# Loaded gun tasered



## Shortdrift (Apr 5, 2004)

https://video.twimg.com/ext_tw_video/949109023688634368/pu/vid/1280x720/04WCi3g3_pmAtBgk.mp4


----------



## bobk (Apr 30, 2004)

Cops are lucky they didn’t shoot each other. Thought he wasn’t going to tell
him again?


----------



## joebertin (Mar 26, 2010)

bobk said:


> Cops are lucky they didn’t shoot each other. Thought he wasn’t going to tell
> him again?


The last seven times he "told him" were more authoritative and meaningful...

Mr. Perp seemed to have shot 10 times before the cop returned fire.

Mr. Perp should have practiced sight acquisition while being electrocuted at a frequency of 19 times per second... and more than 1400 volts by Mr. Taser. 

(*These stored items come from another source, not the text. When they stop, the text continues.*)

PR #1657, opened 2023-06-29
Develop

okosohor:
[DEMO LINK](https://okosohor.github.io/react_dynamic-list-of-todos/)

### DIFF
--- a/src/App.tsx
+++ b/src/App.tsx
@@ -1,14 +1,49 @@
 /* eslint-disable max-len */
-import React from 'react';
+import React, { useEffect, useState } from 'react';
 import 'bulma/css/bulma.css';
 import '@fortawesome/fontawesome-free/css/all.css';
+import './app.scss';
 
 import { TodoList } from './components/TodoList';
 import { TodoFilter } from './components/TodoFilter';
 import { TodoModal } from './components/TodoModal';
 import { Loader } from './components/Loader';
+import { getTodos } from './api';
+import { Todo } from './types/Todo';
 
 export const App: React.FC = () => {
+  const [todos, setTodos] = useState<Todo[]>([]);
+  const [isLoading, setIsLoading] = useState(true);
+  const [searchQuery, setSearchQuery] = useState('');
+  const [todoStatus, setTodoStatus] = useState('all');
+  const [todoModalId, setTodoModalId] = useState<null | number>(null);
+  const [selectedTodo, setSelectedTodo] = useState<null | Todo>(null);
+
+  useEffect(() => {
+    getTodos()
+      .then(setTodos)
+      .finally(() => (setIsLoading(false)));
+  }, []);
+
+  let visibleTodos = todos;
+
+  switch (todoStatus) {
+    case 'active':
+      visibleTodos = visibleTodos.filter(todo => !todo.completed);
+      break;
+
+    case 'completed':
+      visibleTodos = visibleTodos.filter(todo => todo.completed);
+      break;
+
+    default:
+      break;
+  }
+
+  if (searchQuery) {
+    visibleTodos = visibleTodos.filter(todo => todo.title.toLowerCase().includes(searchQuery.toLowerCase()));
+  }
+
   return (
     <>
       <div className="section">
@@ -16,19 +51,39 @@ export const App: React.FC = () => {
           <div className="box">
             <h1 className="title">Todos:</h1>
 
-            <div className="block">
-              <TodoFilter />
+            <div
+              className="block"
+            >
+              <TodoFilter
+                searchQuery={searchQuery}
+                setSearchQuery={setSearchQuery}
+                todoStatus={todoStatus}
+                setTodoStatus={setTodoStatus}
+              />
             </div>
 
             <div className="block">
-              <Loader />
-              <TodoList />
+              {isLoading && <Loader />}
+              {!isLoading && (
+                <TodoList
+                  todos={visibleTodos}
+                  setTodoModalId={setTodoModalId}
+                  setSelectedTodo={setSelectedTodo}
+                  todoModalId={todoModalId}
+                />
+              )}
             </div>
           </div>
         </div>
       </div>
 
-      <TodoModal />
+      {todoModalId && (
+        <TodoModal
+          userId={todoModalId}
+          selectedTodo={selectedTodo}
+          setTodoModalId={setTodoModalId}
+        />
+      )}
     </>
   );
 };
--- a/src/components/TodoFilter/TodoFilter.tsx
+++ b/src/components/TodoFilter/TodoFilter.tsx
@@ -1,8 +1,24 @@
-export const TodoFilter = () => (
+interface Props {
+  searchQuery: string,
+  setSearchQuery: React.Dispatch<React.SetStateAction<string>>
+  todoStatus: string,
+  setTodoStatus: React.Dispatch<React.SetStateAction<string>>,
+}
+
+export const TodoFilter: React.FC<Props> = ({
+  searchQuery,
+  setSearchQuery,
+  todoStatus,
+  setTodoStatus,
+}) => (
   <form className="field has-addons">
     <p className="control">
       <span className="select">
-        <select data-cy="statusSelect">
+        <select
+          data-cy="statusSelect"
+          value={todoStatus}
+          onChange={event => setTodoStatus(event.target.value)}
+        >
           <option value="all">All</option>
           <option value="active">Active</option>
           <option value="completed">Completed</option>
@@ -14,21 +30,29 @@ export const TodoFilter = () => (
       <input
         data-cy="searchInput"
         type="text"
+        value={searchQuery}
         className="input"
         placeholder="Search..."
+        onChange={(event) => setSearchQuery(event.target.value)}
       />
       <span className="icon is-left">
         <i className="fas fa-magnifying-glass" />
       </span>
 
-      <span className="icon is-right" style={{ pointerEvents: 'all' }}>
-        {/* eslint-disable-next-line jsx-a11y/control-has-associated-label */}
-        <button
-          data-cy="clearSearchButton"
-          type="button"
-          className="delete"
-        />
-      </span>
+      {searchQuery && (
+        <span className="icon is-right" style={{ pointerEvents: 'all' }}>
+          {/* eslint-disable-next-line jsx-a11y/control-has-associated-label */}
+          <button
+            data-cy="clearSearchButton"
+            type="button"
+            className="delete"
+            onClick={() => {
+              setTodoStatus('all');
+              setSearchQuery('');
+            }}
+          />
+        </span>
+      )}
     </p>
   </form>
 );
--- a/src/components/TodoList/TodoList.tsx
+++ b/src/components/TodoList/TodoList.tsx
@@ -1,7 +1,6 @@
 import React from 'react';
 import cn from 'classnames';
 import { Todo } from '../../types/Todo';
-// import { User } from '../../types/User';
 
 interface Props {
   todos: Todo[]
--- a/src/components/TodoList/TodoList.tsx
+++ b/src/components/TodoList/TodoList.tsx
@@ -1,6 +1,21 @@
 import React from 'react';
+import cn from 'classnames';
+import { Todo } from '../../types/Todo';
+// import { User } from '../../types/User';
 
-export const TodoList: React.FC = () => (
+interface Props {
+  todos: Todo[]
+  setTodoModalId: (id: number) => void;
+  setSelectedTodo: (todo: Todo) => void;
+  todoModalId: null | number;
+}
+
+export const TodoList: React.FC<Props> = ({
+  todos,
+  setTodoModalId,
+  setSelectedTodo,
+  todoModalId,
+}) => (
   <table className="table is-narrow is-fullwidth">
     <thead>
       <tr>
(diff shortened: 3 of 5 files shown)


src/components/TodoList/TodoList.tsx
```diff
@@ -16,85 +28,46 @@ export const TodoList: React.FC = () => (
...
+            <button
+              data-cy="selectButton"
+              className="button"
+              type="button"
+              onClick={() => {
+                setSelectedTodo(todo);
+              }}
+            >
+              <span className="icon">
+                <i className={`far ${todo.id === selectedTodo?.id ? 'fa-eye-slash' : 'fa-eye'}`} />
```
julshvets, line 65: I think it is better to use classNames here.

src/helpers.tsx
```diff
@@ -0,0 +1,28 @@
...
+      visibleTodos = visibleTodos.filter(todo => !todo.completed);
+      break;
+
+    case 'completed':
+      visibleTodos = visibleTodos.filter(todo => todo.completed);
+      break;
+
+    default:
+      break;
+  }
```
julshvets, line 19: I think if condition should be here (if (status) {switch...} and case for the status 'all'.

julshvets (changes requested):
Good job! 
But I have some suggestions.

In the app, when you select a todo, the show button (with the eye) of only that todo should have a slash, but in your app,  show buttons of all todos where user is loaded user have slash.

And delete button in search form should only clear the search form.

src/helpers.tsx
okosohor: If status === 'all' we don`t need to do any filtering, and i think if we add case for `all`, it`ll  be redundant

src/components/TodoList/TodoList.tsx
okosohor: image
 i think case without classnames looks better

src/App.tsx
```diff
@@ -1,34 +1,77 @@
...
-              <Loader />
-              <TodoList />
+              {isLoading && <Loader />}
+              {!isLoading && (
+                <TodoList
+                  todos={visibleTodos}
+                  setSelectedTodo={setSelectedTodo}
+                  selectedTodo={selectedTodo}
+                />
+              )}
```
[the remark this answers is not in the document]
okosohor: agree with you

src/helpers.tsx
```diff
@@ -0,0 +1,28 @@
...
+
+  if (searchQuery) {
+    visibleTodos = visibleTodos
+      .filter(todo => todo.title
+        .toLowerCase().includes(searchQuery.toLowerCase()));
+  }
+
+  return visibleTodos;
+};
```
dffUqp, line 28: let's use one filter instead

src/components/TodoFilter/TodoFilter.tsx
```diff
@@ -14,21 +30,28 @@ export const TodoFilter = () => (
...
-        {/* eslint-disable-next-line jsx-a11y/control-has-associated-label */}
-        <button
-          data-cy="clearSearchButton"
-          type="button"
-          className="delete"
-        />
-      </span>
+      {searchQuery && (
+        <span className="icon is-right" style={{ pointerEvents: 'all' }}>
+          {/* eslint-disable-next-line jsx-a11y/control-has-associated-label */}
```
dffUqp, line 44: let's fix this eslint issue:smiley:
try to give `aria-label` to button, i think it can help

src/components/TodoModal/TodoModal.tsx
```diff
@@ -15,30 +35,35 @@ export const TodoModal: React.FC = () => {
               className="modal-card-title has-text-weight-medium"
               data-cy="modal-header"
             >
-              Todo #2
+              {`Todo #${selectedTodo?.id}`}
             </div>
 
             {/* eslint-disable-next-line jsx-a11y/control-has-associated-label */}
```
dffUqp, line 41: same about eslint

src/App.tsx
```diff
@@ -1,34 +1,77 @@
...
 import { Loader } from './components/Loader';
+import { getTodos } from './api';
+import { Todo } from './types/Todo';
+import { getFilteretTodos } from './helpers';
 
 export const App: React.FC = () => {
+  const [todos, setTodos] = useState<Todo[]>([]);
+  const [isLoading, setIsLoading] = useState(true);
+  const [searchQuery, setSearchQuery] = useState('');
+  const [todoStatus, setTodoStatus] = useState('all');
```
dffUqp, line 19: can we create a const or enum with our statuses and use it in all places in our application when we need status?

src/App.tsx
```diff
@@ -1,34 +1,77 @@
...
+  const [selectedTodo, setSelectedTodo] = useState<null | Todo>(null);
+
+  useEffect(() => {
+    getTodos()
+      .then(setTodos)
+      .finally(() => (setIsLoading(false)));
```
dffUqp, line 25: let's handle error for this request

src/components/TodoModal/TodoModal.tsx
```diff
@@ -1,12 +1,32 @@
...
+export const TodoModal: React.FC<Props> = ({
+  userId,
+  selectedTodo,
+  clearSelectedTodo,
+}) => {
+  const [user, setUser] = useState<null | User >(null);
+
+  useEffect(() => {
+    getUser(userId)
+      .then(setUser);
```
dffUqp, line 22: let's handle error for this request

src/App.tsx
```diff
@@ -1,34 +1,77 @@
...
-              <Loader />
-              <TodoList />
+              {isLoading ? (<Loader />
+              ) : (
+                <TodoList
+                  todos={visibleTodos}
+                  setSelectedTodo={setSelectedTodo}
+                  selectedTodo={selectedTodo}
+                />
+              )}
```
dffUqp, line 62:
```suggestion
        {isLoading ? (
          <Loader />
        ) : (
          <TodoList
            todos={visibleTodos}
            setSelectedTodo={setSelectedTodo}
            selectedTodo={selectedTodo}
          />
        )}
```

src/components/TodoFilter/TodoFilter.tsx
```diff
@@ -1,8 +1,24 @@
...
+  setTodoStatus,
+}) => (
   <form className="field has-addons">
     <p className="control">
       <span className="select">
-        <select data-cy="statusSelect">
+        <select
+          data-cy="statusSelect"
+          value={todoStatus}
+          onChange={event => setTodoStatus(event.target.value)}
```
dffUqp, line 20: create separate handler for this

src/components/TodoFilter/TodoFilter.tsx
```diff
@@ -14,21 +30,28 @@ export const TodoFilter = () => (
       <input
         data-cy="searchInput"
         type="text"
+        value={searchQuery}
         className="input"
         placeholder="Search..."
+        onChange={(event) => setSearchQuery(event.target.value)}
```
dffUqp, line 36: create separate handler for this

src/components/TodoFilter/TodoFilter.tsx
```diff
@@ -14,21 +30,28 @@ export const TodoFilter = () => (
...
+      {searchQuery && (
+        <span className="icon is-right" style={{ pointerEvents: 'all' }}>
+          {/* eslint-disable-next-line jsx-a11y/control-has-associated-label */}
+          <button
+            data-cy="clearSearchButton"
+            type="button"
+            className="delete"
+            onClick={() => {
+              setSearchQuery('');
+            }}
```
dffUqp, line 51: create separate handler for this

dffUqp (changes requested):
LGTM:fire: but needs a few fixes:upside_down_face:

src/components/TodoFilter/TodoFilter.tsx
```diff
@@ -1,34 +1,78 @@
...
-        className="input"
-        placeholder="Search..."
-      />
-      <span className="icon is-left">
-        <i className="fas fa-magnifying-glass" />
-      </span>
+interface Props {
+  searchQuery: string,
+  setSearchQuery: React.Dispatch<React.SetStateAction<string>>
+  todoStatus: string,
```
roman-mirzoian, line 6: In the file `src/types/TodoStatus.ts`, you have already defined how the type should be in `todoStatus`, so you should use this type for more accurate typing, and not specify the type of the `string`.

src/components/TodoModal/TodoModal.tsx
```diff
@@ -1,12 +1,33 @@
...
+  selectedTodo,
+  clearSelectedTodo,
+}) => {
+  const [user, setUser] = useState<null | User >(null);
+
+  useEffect(() => {
+    getUser(userId)
+      .then(setUser)
+      .catch(error => (new Error(error.message)));
+  }, [user]);
```
roman-mirzoian, line 24: Since you set the value of the `user` in the middle of the `useEffect` hook via `setUser`, the reference to the `user` object as a dependency for `useEffect` is not correct, and in this case it would be more correct to refer to the `userId` or not to transfer anything to the dependency array at all, because we need to get the data for a component only once.

src/App.tsx
```diff
@@ -1,34 +1,80 @@
...
+import { getTodos } from './api';
+import { Todo } from './types/Todo';
+import { getFilteretTodos } from './helpers';
+import { TodoStatus } from './types/TodoStatus';
 
 export const App: React.FC = () => {
+  const [todos, setTodos] = useState<Todo[]>([]);
+  const [isLoading, setIsLoading] = useState(true);
+  const [searchQuery, setSearchQuery] = useState('');
+  const [todoStatus, setTodoStatus] = useState(`${TodoStatus.all}`);
```
roman-mirzoian, line 20: The initial state for `todoStatus` is set to a string template literal. You can just use `TodoStatus.all` without the template literal.

src/App.tsx
```diff
@@ -1,34 +1,80 @@
...
 import '@fortawesome/fontawesome-free/css/all.css';
+import './app.scss';
 
 import { TodoList } from './components/TodoList';
 import { TodoFilter } from './components/TodoFilter';
 import { TodoModal } from './components/TodoModal';
 import { Loader } from './components/Loader';
+import { getTodos } from './api';
+import { Todo } from './types/Todo';
+import { getFilteretTodos } from './helpers';
```
roman-mirzoian, line 13: Be careful when naming functions (getFiltere`t`Todos is now typo, should be getFiltere`d`Todos).

src/components/TodoList/TodoList.tsx
```diff
@@ -16,85 +28,50 @@ export const TodoList: React.FC = () => (
...
-              <i className="far fa-eye" />
-            </span>
-          </button>
-        </td>
-      </tr>
+      {todos.map(todo => (
+        <tr
+          key={todo.id}
+          data-cy="todo"
+          className=""
```
roman-mirzoian, line 35: Do we really need a `className` definition with an empty string here?

roman-mirzoian (changes requested):
You have done a good job on the previous issues and it remains to polish your work a little 👍

src/App.tsx
okosohor: if i set TodoStatus.all i have some trouble, because i need to use setTodoStatus status with event.target.value and its string. notTodoStatus
image

src/helpers.tsx
```diff
@@ -0,0 +1,31 @@
+import { Todo } from './types/Todo';
+import { TodoStatus } from './types/TodoStatus';
+
+export const getFilteredTodos = (todos: Todo[],
+  searchQuery: string,
+  status: string) => {
```
Moroz-Dmytro, line 6:
```suggestion
export const getFilteredTodos = (todos: Todo[],
  searchQuery: string,
  status: string
) => {
```

Moroz-Dmytro (changes requested):
Have you run `npm deploy`?
Now when I click on "Eye icon" I see that a lot of requests are sending
image

roman-mirzoian (changes requested):
The task is well done and needs only minor corrections.
I also noticed now that when searching for non-existent ones, the layout jumps there, so it's better to fix it:
https://gyazo.com/f61bcdbf44a03f8e1d5768897add3264

src/components/TodoFilter/TodoFilter.tsx
```diff
@@ -1,34 +1,91 @@
...
+      case 'active':
+        setTodoStatus(TodoStatus.ACTIVE);
+        break;
+
+      default:
+        break;
+    }
+  };
+
+  const handleInputChange = (
```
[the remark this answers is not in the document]
okosohor: in handleClick we have mouse event (MouseEvent<HTMLButtonElement, MouseEvent>) in input we have React.ChangeEvent<HTMLInputElement> and when we create 1 handler for input and button, this will call errors with ts

src/App.tsx
```diff
@@ -1,34 +1,82 @@
...
-              <TodoList />
+              {isLoading ? (
+                <Loader />
+              ) : (
+                <TodoList
+                  todos={visibleTodos}
+                  setSelectedTodo={setSelectedTodo}
+                  selectedTodo={selectedTodo}
+                />
+              )}
```
naziamoff, line 67:
```suggestion
              {isLoading 
                ? <Loader />
                : (
                  <TodoList
                    todos={visibleTodos}
                    setSelectedTodo={setSelectedTodo}
                    selectedTodo={selectedTodo}
                  />
              )}
```

naziamoff (approved):
👍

Hard to hold your sight picture in those conditions, much less your bowels and kidneys.


----------



## bustedrod (May 13, 2015)

wow that was a total fail, how many rounds bouncing around after guy hit the ground ?


----------



## Dovans (Nov 15, 2011)

confused.... What I saw was guy being tazered and shot the same time.


----------



## fastwater (Apr 1, 2014)

What I sadly saw was the cops having to unfortunately do exactly what they were supposed to do when perp reached for the gun in his back pocket that he was repeatedly told not to reach for.
All this guy had to do was get on his knees, put his hands behind his head and it's done. No taser...no shooting. Everyone leaves scene with no extra holes.


----------



## $diesel$ (Aug 3, 2018)

I am NOT a racist and i say the man asked for it from secound number 1. What do expect to happen when you pull a gun on 3 LEO'S?


----------